Unused human umbilical cords (UC) offer an abundant and noninvasive source of MSCs
without ethical issues and are emerging as a valuable alternative to bone marrow tissue
for producing MSCs. We thus investigated the immunomodulation effect of umbilical
cord-derived MSCs (UC-MSCs) on human peripheral blood mononuclear cells (PBMCs), T
cells in particular, in a co-culture system. We found that UC-MSCs efficiently suppressed
the proliferation of phytohaemagglutinin (PHA)-stimulated PBMCs (p<0.01). Kinetic
analysis revealed that UC-MSCs primarily inhibited the division of generation 3 (G3)
and 4 (G4) of PBMCs. In addition, UC-MSCs augmented the expression of CD127(+) and
CD45RA(+) but reduced the expression of CD25(+) in PBMCs stimulated by PHA (p<0.05).
Furthermore, UC-MSCs inhibited PHA-resulted increase in the frequency of CD4(+)CD25(+)CD127(low/-)
Tregs significantly (p<0.01) but augmented PHA-resulted increase in the frequency
of CD4(+)CD25(high)CD45RA(+) Tregs to about three times in PBMCs. The levels of anti-inflammatory
cytokines, PEG2, TGF-β, and IL-10 were greatly up-regulated, accompanied by a significant
down-regulation of pro-inflammatory IFN-γ in the co-culture (p<0.01).

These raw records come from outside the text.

PR #355, opened 2026-07-31
Harden check-releases: validate every fetch hop, meter the endpoint

brandonlucasgreen:
## Why

`check-releases` on `main` is an **unauthenticated POST endpoint with no URL validation, no allowlist check, and no rate limit.** It fetches URLs from the request body, then follows a link found *inside* the fetched page, and reflects parsed fields back to the caller.

That's SSRF with partial content reflection, plus an anonymous outbound-request amplifier running from Netlify's IPs. This is independent of the Releases feature work and was flagged as "ship this anyway" during that review.

## The part that isn't obvious

**Validating the URL we are *given* says nothing about the URL we actually *retrieve*.** Node's `fetch` follows redirects transparently, and this endpoint already makes a deliberate second hop to a URL parsed out of fetched HTML.

This isn't theoretical. Bandcamp Pro artists point custom domains at their stores, so the redirect path is exercised by legitimate traffic every day:

```
sufjanstevens.bandcamp.com/music  ->  301  ->  music.sufjan.com/music
```

So an allowlist check at the boundary is redirect-bypassable, *and* a naive allowlist-only fix would break real Bandcamp and self-hosted Faircamp artists.

## What changed

**`middleware.ts`** — split the dangerous-target checks out of `isUrlHostnameAllowed` into a new exported `isSafePublicHostname`, so callers that legitimately fetch off-allowlist hosts can still refuse internal ones. `isUrlHostnameAllowed` now calls it first, so an allowlisted name can never override a private-address check. Two gaps closed while I was in there: the full `127/8` loopback range (only `127.0.0.1` was blocked) and `.local` / `.internal` suffixes.

**`check-releases.ts`**
- A single `safeFetch` path resolves redirects **manually** (`redirect: 'manual'`) and re-validates **every hop**, capped at 5.
- The second-hop album URL is resolved against the page we actually landed on (which may be a custom domain) and re-validated before use.
- Incoming URLs must be allowlisted **or** already stored as a link for that artist.
- Rate limited at the **`lenient`** tier (120/min, 5000/day).
- Refusing to look now returns an explicit error instead of an empty result.

**`db.ts`** — new `isStoredArtistLink(url, artistName)`. Faircamp is self-hosted on arbitrary domains, so `isUrlHostnameAllowed` (which needs a literal `faircamp` label) rejects most genuine Faircamp sites. "Have we already discovered this link for this artist?" gives the same containment without breaking the platform. Fails closed on any error.

## Why `lenient` and not `strict`

`strict` is 10/min. Both shipped clients loop **once per saved artist with no delay and swallow errors**:

- [`service-worker.js`](apps/extension/background/service-worker.js) — `for (const artistName of artistNames)`, weekly
- [`ReleaseAlertManager.swift:203`](apps/mac/Unstream/ReleaseAlertManager.swift:203) — `for entry in entries`

Both then commit their "last checked" state regardless. So `strict` would silently stop release alerts for every artist past the tenth, for anyone tracking more than 10 artists — trading a security hole for a broken feature. `lenient` fits the caller that actually exists.

**A batch request shape is the real fix** and is the natural follow-up once clients can ship one. I deliberately did *not* add unused batch surface here.

## Backward compatibility

Response shape, status codes, and the wildcard CORS origin are unchanged — Mac 3.3.x and extension 2.5.x are already released against this contract. The wildcard is deliberate and now carries a comment saying so: neither native client sends an `Origin` that `buildCorsHeaders()` would accept.

## Testing

**35 new tests** in `api/functions/__tests__/check-releases-ssrf.test.ts`, covering metadata endpoints (AWS/GCP/Alibaba), private ranges, loopback, IPv4-mapped IPv6, decimal/octal-encoded IPs, `.local`/`.internal`, non-HTTP schemes, **the redirect bypass**, custom-domain following, relative-redirect resolution, the redirect cap, the tier choice, and the shipped-client contract.

- `npm run test:api` — 199 passed (16 files)
- `npm run build` — passes end to end
- Explicit `tsc --strict` over the three touched files: only the pre-existing `mirloRssCache is possibly null`, confirmed identical on `origin/main` by checking out that version and re-running. `api/` isn't in the build's typecheck, so this was verified by hand.

`checkRateLimit` is mocked rather than Redis, so no test can reach the real Upstash instance CI has credentials for.

## Known limitation, stated deliberately

This does not defend against **DNS rebinding** — a public hostname whose DNS resolves to a private address. That needs resolution-time checks Node's `fetch` doesn't expose. The docstring on `isSafePublicHostname` says so rather than implying full coverage.

### DIFF
--- a/api/functions/check-releases.ts
+++ b/api/functions/check-releases.ts
@@ -76,8 +76,10 @@ async function safeFetch(url: string, timeoutMs: number = 5000): Promise<Respons
 
     if (response.status < 300 || response.status >= 400) return response;
 
+    // A 3xx with no Location has nowhere to go. Returning it as-is is deliberate rather
+    // than unhandled: callers check `.ok`, which is false for a 3xx, so it fails closed.
     const location = response.headers.get('location');
-    if (!location) return response; // 3xx without a target — nothing to follow
+    if (!location) return response;
     current = new URL(location, current).toString();
   }
 
@@ -209,10 +211,31 @@ async function checkBandcamp(artistUrl: string): Promise<ReleaseResult | null> {
 
     if (!href || !title) return null;
 
-    // Build full URL. `href` comes out of fetched HTML, so it is untrusted input — it is
-    // resolved against the page we actually landed on (which may be a custom domain after
-    // a redirect) and then re-validated by safeFetch before the second request.
-    const fullUrl = href.startsWith('http') ? href : new URL(href, response.url || baseUrl).toString();
+    // `href` comes out of fetched HTML, so it is untrusted input. Resolve it against the
+    // page we actually landed on — which may be a custom domain after a redirect — and then
+    // confine it to that same host.
+    //
+    // The host check matters because safeFetch only asks "is this target safe to fetch",
+    // not "is this target allowlisted or stored for this artist" the way mayFetch does for
+    // the entry URL. Without it, any absolute href appearing in fetched markup becomes a
+    // URL this endpoint will request, which is a narrower trust boundary than the one
+    // established at the entry point and leaves a "fetch an arbitrary third-party URL on
+    // our behalf" primitive. Bandcamp's own templates always link same-origin (verified
+    // against a live /music page: every grid href is root-relative), so this costs nothing
+    // real and still supports the custom-domain redirect this function is built around.
+    const landedUrl = response.url || musicUrl;
+    let fullUrl: string;
+    try {
+      fullUrl = new URL(href, landedUrl).toString();
+      if (new URL(fullUrl).host !== new URL(landedUrl).host) {
+        console.warn(
+          `[check-releases] refused cross-host album link: ${safeHostname(fullUrl)} from ${safeHostname(landedUrl)}`
+        );
+        return null;
+      }
+    } catch {
+      return null;
+    }
 
     // Fetch the album page to get release date
     const albumResponse = await safeFetch(fullUrl);
--- a/api/functions/check-releases.ts
+++ b/api/functions/check-releases.ts
@@ -1,4 +1,13 @@
 import { parse } from 'node-html-parser';
+import { isSafePublicHostname, isUrlHostnameAllowed } from './middleware';
+import { checkRateLimit, getClientIp } from './ratelimit';
+import { isStoredArtistLink } from './db';
+
+const USER_AGENT = 'Mozilla/5.0 (Macintosh; Intel Mac OS X 10_15_7) AppleWebKit/537.36';
+
+// Bandcamp Pro artists point custom domains at their store, so a single request can
+// legitimately redirect off *.bandcamp.com. Follow a few hops, validating each one.
+const MAX_REDIRECTS = 5;
 
 interface PlatformUrls {
   bandcamp?: string;
@@ -24,20 +33,72 @@ interface CheckReleasesResponse {
   error?: string;
 }
 
-// Helper to fetch with timeout
-async function fetchWithTimeout(url: string, options: RequestInit = {}, timeoutMs: number = 5000): Promise<Response> {
-  const controller = new AbortController();
-  const timeoutId = setTimeout(() => controller.abort(), timeoutMs);
+/**
+ * Fetch with a timeout, validating **every** hop against `isSafePublicHostname`.
+ *
+ * Node's fetch follows redirects transparently, which means a check on the URL we were
+ * given says nothing about the URL we actually retrieve. That matters here for two
+ * reasons: this endpoint fetches caller-supplied URLs, and it then follows a link found
+ * *inside* the page it fetched. Redirects are resolved manually so each destination is
+ * re-validated before another request goes out.
+ *
+ * Returns null when a target is refused or the redirect chain is too long — callers treat
+ * that the same as an unreachable platform.
+ */
+async function safeFetch(url: string, timeoutMs: number = 5000): Promise<Response | null> {
+  let current = url;
 
-  try {
-    const response = await fetch(url, {
-      ...options,
-      signal: controller.signal,
-    });
-    return response;
-  } finally {
-    clearTimeout(timeoutId);
+  for (let hop = 0; hop <= MAX_REDIRECTS; hop++) {
+    if (!isSafePublicHostname(current)) {
+      // Hostname only — the full URL is caller-supplied and shouldn't land in logs.
+      console.warn(`[check-releases] refused unsafe fetch target: ${safeHostname(current)}`);
+      return null;
+    }
+
+    const controller = new AbortController();
+    const timeoutId = setTimeout(() => controller.abort(), timeoutMs);
+    let response: Response;
+    try {
+      response = await fetch(current, {
+        headers: { 'User-Agent': USER_AGENT },
+        redirect: 'manual',
+        signal: controller.signal,
+      });
+    } finally {
+      clearTimeout(timeoutId);
+    }
+
+    if (response.status < 300 || response.status >= 400) return response;
+
+    const location = response.headers.get('location');
+    if (!location) return response; // 3xx without a target — nothing to follow
+    current = new URL(location, current).toString();
   }
+
+  console.warn(`[check-releases] too many redirects from ${safeHostname(url)}`);
+  return null;
+}
+
+function safeHostname(urlString: string): string {
+  try {
+    return new URL(urlString).hostname;
+  } catch {
+    return '<unparseable>';
+  }
+}
+
+/**
+ * May we fetch this URL on an anonymous caller's behalf?
+ *
+ * Allowlisted hosts pass outright. Anything else must already be stored as a link for
+ * this artist — which is how self-hosted Faircamp (arbitrary domains like
+ * music.someartist.com) and Bandcamp custom domains stay reachable without turning the
+ * endpoint into an open fetch proxy.
+ */
+async function mayFetch(url: string, artistName: string): Promise<boolean> {
+  if (!isSafePublicHostname(url)) return false;
+  if (isUrlHostnameAllowed(url)) return true;
+  return isStoredArtistLink(url, artistName);
 }
 
 // Parse various date formats into ISO string
@@ -86,13 +147,8 @@ async function checkBandcamp(artistUrl: string): Promise<ReleaseResult | null> {
       .replace(/\/$/, '');
     const musicUrl = `${baseUrl}/music`;
 
-    const response = await fetchWithTimeout(musicUrl, {
-      headers: {
-        'User-Agent': 'Mozilla/5.0 (Macintosh; Intel Mac OS X 10_15_7) AppleWebKit/537.36',
-      },
-    });
-
-    if (!response.ok) return null;
+    const response = await safeFetch(musicUrl);
+    if (!response || !response.ok) return null;
 
     const html = await response.text();
     const root = parse(html);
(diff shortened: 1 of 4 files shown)


brandonlucasgreen (commented):
@brandonlucasgreen Automated staff-eng review of this PR's security- and regression-relevant surface. Solid hardening overall (redirect-hop revalidation, `redirect: 'manual'`, fail-closed `isStoredArtistLink`, escaped `ilike` pattern, stricter input typing) — findings below are things worth a deliberate decision, not blockers I'd assume are oversights.

## Security

**1. `isSafePublicHostname` never resolves DNS, so the "validate every hop" guarantee doesn't hold against a hostname that is textually public but resolves to a private address — `confirmed` (code-level), exploit path `needs-manual-verification`**
`safeFetch` (api/functions/check-releases.ts:48-80) revalidates every redirect hop with `isSafePublicHostname`, but that function (api/functions/middleware.ts:358-412) is a pure string/regex check on the hostname — it blocks literal IP addresses and a short list of known metadata hostnames, but never does a DNS lookup. I confirmed with Node's own `URL` parser that hex/octal/decimal-encoded IPs already get normalized to dotted-decimal by `new URL()` before this code even sees them (so those specific checks are redundant-but-harmless), but a hostname like `something.attacker-domain.com` — or a wildcard-DNS service like `169-254-169-254.nip.io` — passes every check here and is only actually resolved when Node's `fetch()` connects.

The redirect path this PR was built to support is the exact way to reach this: `*.bandcamp.com` is allowlisted outright (api/functions/check-releases.ts:98-102 `mayFetch`), so a caller doesn't need `isStoredArtistLink` at all — just a Bandcamp Pro artist page whose custom domain the attacker controls DNS for. If that custom domain resolves to `169.254.169.254` or another internal address, `safeFetch`'s hop check (which is `isSafePublicHostname` only, not the allowlist) waves it through, and the underlying request goes wherever DNS actually points.

The docstring on `isSafePublicHostname` (middleware.ts:354-356) calls this out as a "DNS rebinding" limitation, but it isn't really a rebinding/TOCTOU race — it's that no resolution-time check exists at all, and it's reachable in one shot, without a stored link or an authenticated account, via infrastructure (Bandcamp custom domains) this PR explicitly treats as legitimate. Worth a real decision (resolve-then-check-then-connect via an agent/dispatcher that pins the IP, or accept the documented risk explicitly rather than as an aside) rather than leaving it as a caveat line.

**2. `lenient` rate-limit tier is designed for cheap endpoints; this one isn't — `plausible`**
`checkRateLimit(ip, 'lenient', ...)` (check-releases.ts handler) is commented in ratelimit.ts as "120 req/min for cheap high-frequency endpoints (typeahead)". `check-releases` does up to 2 outbound fetches per platform (up to 6 for bandcamp+faircamp+mirlo) to third-party origins per call. 120/min per IP therefore permits up to ~720 outbound third-party fetches/min from a single caller, and nothing stops rotating IPs since there's no global or per-target cap. That only partially closes the "anonymous outbound-request amplifier" problem this PR's own description opens with — worth confirming the tier choice was weighed against amplification risk specifically, not just against not breaking shipped clients.

**3. `isStoredArtistLink` trusts whatever is in `artist_links` — `needs-manual-verification`**
`mayFetch` (check-releases.ts:98) authorizes fetching any URL already stored for the named artist, via `isStoredArtistLink` (db.ts, new). That's a good containment idea, but its safety is only as strong as the write path into `artist_links`. This diff doesn't touch that write path, so I can't confirm from here whether it's populated exclusively by server-side discovery (search/enrichment) or whether a claimed-artist self-edit flow can also write arbitrary URLs into it. If the latter, an attacker who claims/edits an artist profile could store an attacker-controlled URL there and later get it fetched anonymously via this endpoint. Worth confirming the write side has equivalent (or stronger) validation before relying on this as an SSRF boundary.

## Regression

- **Partial fix, self-acknowledged** — the `lenient` tier avoids breaking the Mac app / extension's un-batched per-artist loop for the common case, but doesn't fully solve it for anyone tracking >120 artists in one check cycle; consistent with the PR calling the real fix "a batch request shape" as follow-up. Not a blocker, just flagging it's a mitigation, not closure.
- **Verified, not a regression**: `OPTIONS` response changed 200→204. Neither shipped client depends on the preflight status code (the Mac app doesn't issue browser preflights at all; the extension's own fetch code only checks `response.ok` on the actual POST, not the preflight) — confirmed via `apps/mac/Unstream/ReleaseAlertManager.swift` and `apps/extension/background/service-worker.js`.
- **Verified, not a regression**: stricter `typeof === 'string' && length > 0` checks on `artistName`/platform values only reject inputs that were never valid for shipped clients (both send plain string URLs); the 400-with-`error` early-return path is unchanged in shape for well-formed requests.

---

api/functions/check-releases.ts
```diff
@@ -111,17 +167,14 @@ async function checkBandcamp(artistUrl: string): Promise<ReleaseResult | null> {
...
 
     // Fetch the album page to get release date
-    const albumResponse = await fetchWithTimeout(fullUrl, {
-      headers: {
-        'User-Agent': 'Mozilla/5.0 (Macintosh; Intel Mac OS X 10_15_7) AppleWebKit/537.36',
-      },
-    });
-
-    if (!albumResponse.ok) return null;
+    const albumResponse = await safeFetch(fullUrl);
```
brandonlucasgreen, line 241: **[unsafe-defaults] plausible** — `mayFetch` (line 98) gates the *initial* platform URL against the allowlist-or-stored-link check, but `safeFetch` itself (used here for the second-hop album page, and for the derived `musicUrl` on line 150) only re-validates each hop against `isSafePublicHostname` — i.e. "not internal", not "on the allowlist or previously stored for this artist."

So once an initial URL clears `mayFetch`, `href` parsed out of the fetched HTML (line 173, explicitly called out as untrusted) can point at *any* public host and it will be fetched, no allowlist/stored-link check applied. That's a narrower trust boundary than the one `mayFetch` establishes for the entry point.

Exploitability today is limited — Bandcamp's own page templates generate `.music-grid-item a[href]`, and a Bandcamp Pro custom-domain redirect still serves Bandcamp-rendered HTML, not attacker-controlled markup. But it's an inconsistency worth closing deliberately rather than leaving implicit: e.g. restrict the second hop to the same hostname as the (already-approved) first hop's final `response.url`, rather than accepting any safe-but-arbitrary public host. That would still support the custom-domain-redirect case this PR is built around, without the "arbitrary public URL embedded in fetched content becomes fetchable" side door.

Distinct from the DNS-rebinding gap, which is already disclosed in the `isSafePublicHostname` docstring — this one isn't currently called out anywhere.

---

brandonlucasgreen (commented):
@brandonlucasgreen Reviewed this against the actual bypass classes it's meant to close, not just the test names.

## Security

**Auth/authorization** — endpoint was and remains anonymous by design (native clients, no user session); the new gate is "may we fetch this on a stranger's behalf," which is the right question for an unauthenticated fetcher. `isStoredArtistLink` correctly binds URL-to-artist via a match-key comparison (not just an `ILIKE` prefilter) so a stored `.../music` link can't authorize an unrelated deeper path — verified the prefilter-escape logic mirrors the existing `deleteStoredLinksForUrl` pattern rather than being freshly (and riskily) hand-rolled.

**Input validation**
- Redirect-hop revalidation is the core fix and it's correctly wired: `redirect: 'manual'`, every hop re-parsed with `new URL(location, current)` and re-checked, capped at 5. I confirmed independently (not just via the test suite) that Node's URL parser already canonicalizes decimal/octal/hex/shorthand IPv4 (`127.1`, `0177.0.0.1`, `0x7f000001`) to dotted-decimal *before* `isSafePublicHostname`'s regex runs, and fullwidth-digit homoglyphs too — so those bypass classes are closed by parser normalization, not just the explicit decimal/octal regexes, which only need to catch the fully-numeric and leading-zero-single-octet forms they target.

Our results
showed that UC-MSCs are able to suppress mitogen-induced PBMC activation and proliferation
in vitro by altering T lymphocyte phenotypes, increasing the frequency of CD4(+)CD25(high)CD45RA(+)
Tregs, and modulating the associated cytokine production. Further studies are warranted
to investigate the therapeutic potential of UC-MSCs in immunologically-diseased conditions.